▶ [Your goal]: Please copy exactly the lines from the top of the data through the line containing "Tests developed for", and nothing else.

- - - - - - -

PR #169, opened 2022-03-22
Acute r

Jennit07:
I think this is ready to be merged into main-R, although still working through the tests on another branch which can then be applied to other B file extracts. One change i am aware of will be the `eng_gpprac_to_dummy` function which is currently work in progress on another PR. This will need brought up to date with the branch and changed to `convert_eng_gpprac_to_dummy` in the script

PR #193, opened 2022-04-12
Extract tests/Acute tests

### LINKED ISSUE #178: Convert Acute tests script
New branch for Acute tests. Go back and amend this

Jennit07:
Tests developed for processed extracts. This follows the same testing format as the SPSS syntax, e.g. measure, value, percentage difference. The layout for these tests are split into various functions and this is working specific to acute which can be tested on this branch. However the format can be applied to other extract tests. 

This starts with the `extract_acute_incl_gls_tests` script which will run a new 'processed' data frame and compare this with an 'old' data frame taken from the SLF episode file. This will link to the function `produce_source_acute_tests` which links to other `test flags functions` and create a summary of each measure. The new `calculate_measures` function will then create a summary dataframe specific to variables that are passed to the function. This includes: Sum, Mean, min/max and an option for this joined together. More measures can be added to this as required, but for start up this will produce a dataframe which works for the variables needed for acute tests. These summary dataframes are then joined together to create a whole summary of tests comparing 'new' processed data to 'current/old' data in the SLF episode file. 

I had some issues with this due to the data showing in scientific notation. However this is now set up that it is okay if this is in scientific notation in R because the data is outputted in excel which allows you to view the figures okay. Hope this bit of background helps/makes sense. If you have any questions, let me know. Thanks :) 

Closes #178


R/produce_source_acute_tests.R
```diff
@@ -0,0 +1,39 @@
...
+    # keep variables for comparison
+    select(c(.data$valid_chi:.data$NHS_Lanarkshire_cost)) %>%
+    # use function to sum new test flags
+    calculate_measures(measure = "sum")
+
+  all_measures <- data %>%
+    calculate_measures(vars = c("beddays", "cost", "yearstay"), measure = "all")
+
+  min_max <- data %>%
+    calculate_measures(c("record_keydate1", "record_keydate2", "cost_total_net", "yearstay"), "min-max")
```
Moohan, line 29:
```suggestion
  all_measures <- data %>%
    calculate_measures(vars = c("beddays", "cost", "yearstay"), measure = "all")

  min_max <- data %>%
    calculate_measures(vars = c("record_keydate1", "record_keydate2", "cost_total_net", "yearstay"), measure = "min-max")
```

R/write_tests_xlsx.R
```diff
@@ -18,11 +18,11 @@ write_tests_xlsx <- function(comparison_data, name) {
...
   # add a new sheet for tests
-  openxlsx::addWorksheet(wb, name)
+  openxlsx::addWorksheet(wb, paste0(name, "-", format(Sys.Date(), "%d-%m-%Y")))
   # write comparison output to new sheet
   openxlsx::writeData(
     wb,
-    name,
+    paste0(name, "-", format(Sys.Date(), "%d-%m-%Y")),
     comparison_data
   )
```
Moohan, line 27: `paste0(name, "-", format(Sys.Date(), "%d %b"))` will create a shorter / nicer name. Also store the sheet_name as a variable. Possible rename the parameter from `name` to `sheet_name` then call the new variable `sheet_name_dated`

Moohan (changes requested):
Just did a quick review. Once you've had a look and made any changes can you re-request, please?

If it's not too tricky could you also remove the acute specific files e.g. `Production_scripts/Process_extracts/extract_acute_incl_gls.R`, `R/convert_monthly_rows_to_vars.R`, `R/fix_c3_costs.R`...etc? If it's a faff then we can just prioritise merging #169 before I re-check this!

Production_scripts/Process_extracts/Produce_extract_tests/extract_acute_incl_gls_tests.R
```diff
@@ -0,0 +1,49 @@
...
+year <- "1920"
+
+# Read current SLF episode file and filter for 01B and GLS records
+slf_ep_1920 <- read_slf_episode("1920", recid = c("01B", "GLS")) %>%
+  get_chi()
+
+
+# Create new and old dataframes with measures for testing
+# To compare new slf extract to current file in hscdiip
+new_tests <- produce_source_acute_tests(readr::read_rds(get_source_extract_path(year, "Acute", ext = "rds")))
```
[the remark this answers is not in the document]
Jennit07: Going to leave this for now as the column chi is not available in the existing data and breaking the code. The get_chi() function here changes anon_chi to match chi in the new file. I also tried using the tolower function for selecting lowercase names but couldnt exclude chi unless there was another way to do this?

R/produce_sc_ch_episodes_tests.R
```diff
@@ -25,5 +25,5 @@ produce_sc_ch_episodes_tests <- function(data) {
       .data$ch_nursing, .data$ch_adm_reason, .data$sc_latest_submission
     )) %>%
     # use function to sum new test flags
-    sum_test_flags()
+    calculate_measures(measure = "sum")
```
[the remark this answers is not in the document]
Jennit07: Tested this and it works okay. If the vars are NULL and the measure is sum then this will summarise for test flags. If we want the sum and mean then this is specified as all but will need to specify variables which will match e.g. 'beddays', 'cost'

Production_scripts/Process_extracts/Produce_extract_tests/extract_acute_incl_gls_tests.R
```diff
@@ -18,26 +14,24 @@ library(openxlsx)
...
 
 year <- "1920"
 
+# Read new data file
+new_data <- readr::read_rds(get_source_extract_path(year, "Acute", ext = "rds"))
+
 # Read current SLF episode file and filter for 01B and GLS records
-slf_ep_1920 <- read_slf_episode("1920", recid = c("01B", "GLS")) %>%
+existing_data <- read_slf_episode("1920", recid = c("01B", "GLS")) %>%
   get_chi()
```
Moohan, line 26: Just had a thought that we probably don't need the chi number. We just use chi or anon_chi to count individual people so we could just rename anon_chi to chi and it would serve the same purpose.

```suggestion
  rename(chi = anon_chi)
```

Alternatively, you could alter the functions so that they can take chi or anon_chi.

Moohan (approved):
Looks good. I think there will probably be changes when we start applying it to other data sets but let's get it merged and start using it!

- - - - - - -

▶ [Answer box]:
PR #169, opened 2022-03-22
Acute r

Jennit07:
I think this is ready to be merged into main-R, although still working through the tests on another branch which can then be applied to other B file extracts. One change i am aware of will be the `eng_gpprac_to_dummy` function which is currently work in progress on another PR. This will need brought up to date with the branch and changed to `convert_eng_gpprac_to_dummy` in the script

PR #193, opened 2022-04-12
Extract tests/Acute tests

### LINKED ISSUE #178: Convert Acute tests script
New branch for Acute tests. Go back and amend this

Jennit07:
Tests developed for processed extracts. This follows the same testing format as the SPSS syntax, e.g. measure, value, percentage difference. The layout for these tests are split into various functions and this is working specific to acute which can be tested on this branch. However the format can be applied to other extract tests. 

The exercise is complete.